Why Git Matters: A Deep Dive into Distributed Version Control

What is Git?

Git is an open‑source distributed version‑control system that can efficiently handle projects ranging from tiny scripts to massive codebases. It was created by Linus Torvalds to help manage Linux kernel development.

What is version control?

Version control refers to the management of changes to source code, configuration files, and documentation, allowing teams to track modifications, revert to previous states, and coordinate collaborative work.

Version‑control example

A development team of four builds an internal management system with 20 features. After each developer finishes their five features, the manager integrates them into an "initial version". Subsequent bug fixes, redesigns, and new feature additions produce second, third, and later versions, illustrating how version control records each iteration.

Version‑control systems

Local version control

Early systems like RCS stored patches (differences) on disk; applying all patches reconstructs any version. Local VCS often rely on copying entire project directories, which is simple but error‑prone.

Centralized version control

Centralized VCS (CVCS) such as CVS, Subversion, and Perforce use a single server to store all revisions. Clients check out the latest files or submit updates, providing a clear authority but requiring network access and a single point of failure.

Distributed version control

Distributed VCS (DVCS) like Git, Mercurial, Bazaar, and Darcs clone the entire repository to each client.

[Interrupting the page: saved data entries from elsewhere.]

PR #79, opened 2016-06-18
coq-load-path docs: norec -> nonrec

tbrk:
Otherwise coq-load-path-safep fails. It seems to be nonrec everywhere else.

### DIFF
--- a/doc/ProofGeneral.texi
+++ b/doc/ProofGeneral.texi
@@ -4718,7 +4718,7 @@ forms of include options ('-I' and @code{'-R'}). An element can be
   - A list of the form '(rec dir path)' (where dir and path are
     strings) specifying a directory to be recursively mapped to the
     logical path @code{'path'} ('-R dir -as path').
-  - A list of the form '(norec dir path)', specifying a directory
+  - A list of the form '(nonrec dir path)', specifying a directory
     to be mapped to the logical path @code{'path'} ('-I dir -as path').
 @end lisp
 For convenience the symbol @code{'rec'} can be omitted and entries of


cpitclaudel:
Thanks, merged.
Btw, is there a reason why you're setting this by hand instead of using a _CoqProject?

tbrk:
I'm working with a development that builds on both AbsInt/CompCert and PrincetonUniversity/VST.
CompCert provides a script that manually generates coq-prog-args, while the VST provides either a _CoqProject or a .loadpath with command-line arguments. I was playing with the idea of adapting the CompCert script to generate a command-line for both projects and my own, but I'm still having trouble getting this to work properly with compile-before-require. Maybe I should give up and just generate a _CoqProject for CompCert and write a script to merge multiple _CoqProject files?

In short, is there a way to include _CoqProject files from subdirectories into a master _CoqProject file?

cpitclaudel:
Thanks for the clarification. I don't think there is a way to merge; I'm not sure what the semantics would/should be.

Matafou:
For the record: as far as I tested Compcert can be compiled with a very simple _CoqProject + coq_makefile.
I am quite sure you can have a _CoqProject that works for both projects, which is probably the cheapest way to make compile-before-require operational.

Here the _CoqProject file I used for compcert (this is from Compcert directory.

-R ia32 compcert.ia32
-R lib compcert.lib
-R common compcert.common
-R backend compcert.backend
-R cfrontend compcert.cfrontend
-R driver compcert.driver
-R flocq compcert.flocq
-R exportclight compcert.exportclight
-R cparser compcert.cparser

if you want to have your _CoqPoject file one level below (to have VST and Compcert side by side), just replace

-R foo bar
by
-R Compcert/foo bar:

P.

tbrk:
Thank you. Yes, I also tried a _CoqProject file. I can confirm that the following works:
```
-R CompCert/lib compcert.lib
-R CompCert/common compcert.common
-R CompCert/ia32 compcert.ia32
-R CompCert/backend compcert.backend
-R CompCert/cfrontend compcert.cfrontend
-R CompCert/driver compcert.driver
-R CompCert/flocq compcert.flocq
-R CompCert/exportclight compcert.exportclight
-R CompCert/cparser compcert.cparser

-R VST/msl msl
-R VST/sepcomp sepcomp
-R VST/veric veric
-R VST/floyd floyd
```
I still thought it was worth updating the emacs docs since I lost a bit of time trying to understand why `norec` wouldn't work.

cpitclaudel:
> I still thought it was worth updating the emacs docs since I lost a bit of time trying to understand why norec wouldn't work.

Absolutely! Thanks very much :)

cpitclaudel:
(And sorry for the wasted time)

tbrk:
Not at all! Thanks to both of you (and all the others) for maintaining/developing this useful tool.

This eliminates the need for constant network connectivity and allows any clone to serve as a backup if the central server fails.

Git features

Speed, simple design, strong support for non‑linear development (thousands of parallel branches), full distribution, and the ability to manage very large projects such as the Linux kernel.

Storage models

Delta storage

Delta storage records only the differences (deltas) between file versions. Only modified files generate snapshots; unchanged files are omitted.

DAG storage

Git uses a Directed Acyclic Graph (DAG) where each commit creates a snapshot of the entire project. Unchanged files are linked to previous snapshots, making storage efficient.

How Git stores data

Git configuration files

After installation, Git creates a hidden .git directory containing configuration files and the object database.

Object database

Objects are stored by hash (SHA‑1) derived from file content and metadata. Files are compressed with zlib and placed in subdirectories named after the first two characters of the hash.

Four Git object types

blob : stores file contents.

tree : stores directory hierarchy.

commit : records a snapshot of the repository (points to a tree and parent commits).

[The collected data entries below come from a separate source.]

PR #85, opened 2016-07-03
Highlight Existing Class like Existing Instance

### LINKED ISSUE #81: Existing Class is not completely colorized
At least not the way that Existing Instance is.

JasonGross:
Closes #81


cpitclaudel:
Thanks!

tag : provides a human‑readable name for a commit.

Git workflow

Three states

Committed : data safely stored in the repository.

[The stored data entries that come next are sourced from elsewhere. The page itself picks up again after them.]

PR #87, opened 2016-07-04
Fix (next-undo-elt) to return a relevant undo element w.r.t (undo-delta)

### LINKED ISSUE #39: Undo does not revert the processed region
If I `C-/`, and this deletes a word from the already processed region, the region is not reverted.

erikmd:
This a patch to fix #39

I have tested my branch only with GNU Emacs 24.3.1, so more testing is welcome.
Ref: https://github.com/ProofGeneral/PG/issues/39#issuecomment-230180627
Cc: @JasonGross @Matafou @cpitclaudel


Matafou:
Checked. It fixes the bug in emacs-24.
Thank Erik.
P.

PR #98, opened 2016-08-03
Ensure PG overlays have pg-span property

### LINKED ISSUE #97: Retracting to a point with multiple overlays fails
I can reproduce this in Spacemacs by attempting to make any change starting at an open parenthesis, which fails with "wrong type argument: number-or-marker-p, nil", and nothing is backtracked. (This is due to smartparens in particular, nothing Spacemacs-specific.)

I tracked down the error to coq-find-and-forget, https://github.com/ProofGeneral/PG/blob/master/coq/coq.el#L729, where the check `(= proofdepth 0)` fails since `proofdepth` is nil.

Furthermore, this occurs because the wrong overlay is being passed to this function (the span argument). This is due to proof-retract-until-point using `(span-at (point) 'type)` to get the span, when it should really search `(spans-at-point-prop (point) 'type)` for one that is a ProofGeneral span. For reference, here's what `(mapcar 'overlay-properties (spans-at-point-prop (point) 'type))` evaluates to on a paren for me (with some spacing adding for readability):

```
((type show-pair priority 1000 face sp-show-pair-match-face)

(proofnum 0 proofstack nil statenum 51 pg-helpspan #<overlay from 1 to 25 in test.v>
isearch-open-invisible-temporary pg-open-invisible-span isearch-open-invisible pg-open-invisible-span
span-delete-actions ((lambda nil (pg-remove-element (quote command) (quote command-9))))
rawname nil name "command-9" id command-9 idiom command
cmd "Definition foo := (1+1)." type vanilla))
```

The first span belongs to smartparens, while the second is what PG is looking for. I'm not sure what the best overlay property to filter for is among all these.

tchajed:
Fixes #97 and (probably) #8. Thanks @cpitclaudel!

### DIFF
--- a/generic/pg-response.el
+++ b/generic/pg-response.el
@@ -393,23 +393,23 @@ Returns non-nil if response buffer was cleared."
    (t
     (let (start end)
       (with-current-buffer proof-response-buffer
-	(setq buffer-read-only nil)
-	;; da: I've moved newline before the string itself, to match
-	;; the other cases when messages are inserted and to cope
-	;; with warnings after delayed output (non newline terminated).
-	(goto-char (point-max))
-	;; insert a newline before the new message unless the
-	;; buffer is empty or proof-script-insert-newlines is nil
-	(unless (or (not proof-script-insert-newlines)
-		    (eq (point-min) (point-max)))
-	  (newline))
-	(setq start (point))
-	(insert str)
-	(unless (bolp) (newline))
-	(when face
-	  (overlay-put
-	   (make-overlay start (point-max))
-	   'face face))
+        (setq buffer-read-only nil)
+        ;; da: I've moved newline before the string itself, to match
+        ;; the other cases when messages are inserted and to cope
+        ;; with warnings after delayed output (non newline terminated).
+        (goto-char (point-max))
+        ;; insert a newline before the new message unless the
+        ;; buffer is empty or proof-script-insert-newlines is nil
+        (unless (or (not proof-script-insert-newlines)
+                    (eq (point-min) (point-max)))
+          (newline))
+        (setq start (point))
+        (insert str)
+        (unless (bolp) (newline))
+        (when face
+          (overlay-put
+           (span-make start (point-max))
+           'face face))
 
 	(setq buffer-read-only t)
 	(set-buffer-modified-p nil))))))
--- a/lib/span.el
+++ b/lib/span.el
@@ -12,8 +12,7 @@
 ;; Spans are our abstraction of extents/overlays.  Nowadays
 ;; we implement them directly with overlays.
 ;;
-;; In future this module should be used to implement the abstraction
-;; for script buffers (only) more directly.
+;; FIXME: eliminate aliases and directly use overlays
 ;;
 
 ;;; Code:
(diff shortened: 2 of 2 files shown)


cpitclaudel:
@Matafou @erikmd Can you have a look? Tej and I looked at this together today.

The new invariant is that all PG overlays have a `pg-span` property. Tej also refactored `spans-filter` as a separate function, and I pushed to get rid of these `defsubsts`, because `defsubsts` are a pain compilation-wise.

erikmd:
Hi @tchajed and @cpitclaudel,
Thanks for submitting this; I don't have a Spacemacs installed to hand so I couldn't reproduce #97; but I closely looked at the code and did several Coq proofs with the PR branch, and it LGTM.

Still, I am wondering if the few occurrences of `make-overlay` in the other PG files should be replaced with `span-make` as well?
For the record, there are mainly 5 such occurrences:

1. [generic/pg-response.el#L411](https://github.com/ProofGeneral/PG/blob/dbfe0a4f3b7be8f18ff89f5a544cb9d9ef891b70/generic/pg-response.el#L411)
2. [mmm/mmm-region.el#L435](https://github.com/ProofGeneral/PG/blob/dbfe0a4f3b7be8f18ff89f5a544cb9d9ef891b70/contrib/mmm/mmm-region.el#L435)
3. [lib/holes.el#L45](https://github.com/ProofGeneral/PG/blob/dbfe0a4f3b7be8f18ff89f5a544cb9d9ef891b70/lib/holes.el#L45)
4. [lib/unicode-tokens.el#L934](https://github.com/ProofGeneral/PG/blob/dbfe0a4f3b7be8f18ff89f5a544cb9d9ef891b70/lib/unicode-tokens.el#L934)
5. [lib/unicode-tokens.el#L964](https://github.com/ProofGeneral/PG/blob/dbfe0a4f3b7be8f18ff89f5a544cb9d9ef891b70/lib/unicode-tokens.el#L964)

(while it appears that the occurrences 1. 4. 5. won't deal with the main proof buffer).

@cpitclaudel @Matafou, what's your opinion on this?

tchajed:
Of those examples, I think only `lib/holes.el` intended to use spans, given that it uses `span-detach` and `span-detached-p`. It probably doesn't matter much in that particular case because the holes library doesn't do span filtering, where the distinction between spans and overlays becomes meaningful.

If you think that `lib/holes.el` should be updated I'm happy to update it. I'll also change `delete-overlay` to the alias `span-detach` while I'm at it.

cpitclaudel:
Thanks for looking at the patch :)

1. is safe, but it wouldn't hurt to update that use either
2. is vendored code; I wouldn't touch it
3. is @matafou's :) It seems safe, since it's detached
4, 5. are mostly dead code, but they are safe.

I vote for updating 1 and letting @matafou do TRT for 3 :)
I wouldn't add span-detach calls where they don't currently exist; the indirection makes everything harder to read.

Matafou:
We should get rid of holes anyway and use a standard skeleton stuff
instead. Or better: simply let company-Coq do this job :-).
I think nobody uses holes except me anyway.
P

Le dimanche 14 août 2016, Clément Pit--Claudel <notifications@github.com> a
écrit :

tchajed:
I updated the use of `make-overlay` in [generic/pg-response.el](https://github.com/ProofGeneral/PG/pull/98/commits/2b49e4b94e59cbb82073cfbe4fef40a811663d38#diff-9d5bd18400d922d95d801ab7d6628084R411) and left the others alone. The diff is larger than I'd like because I took the liberty of re-indenting the surrounding function.

Is this pull request ready to merge then?

cpitclaudel:
Yup, thanks :) Can you start working on the copyright assignment? This is very close to the "small change" threshold.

Modified : changes made but not yet staged.

Staged : changes marked to be included in the next commit.

Three areas

Repository : the hidden .git directory containing metadata and objects.

Working directory : the checked‑out files you edit.

Staging area (index): a file that records which changes will be committed.

Typical workflow

Edit files in the working directory.

Stage the changes (add them to the index).

Commit the staged snapshot to the repository.

Each commit creates a new snapshot; the repository can be used to revert, branch, or merge changes.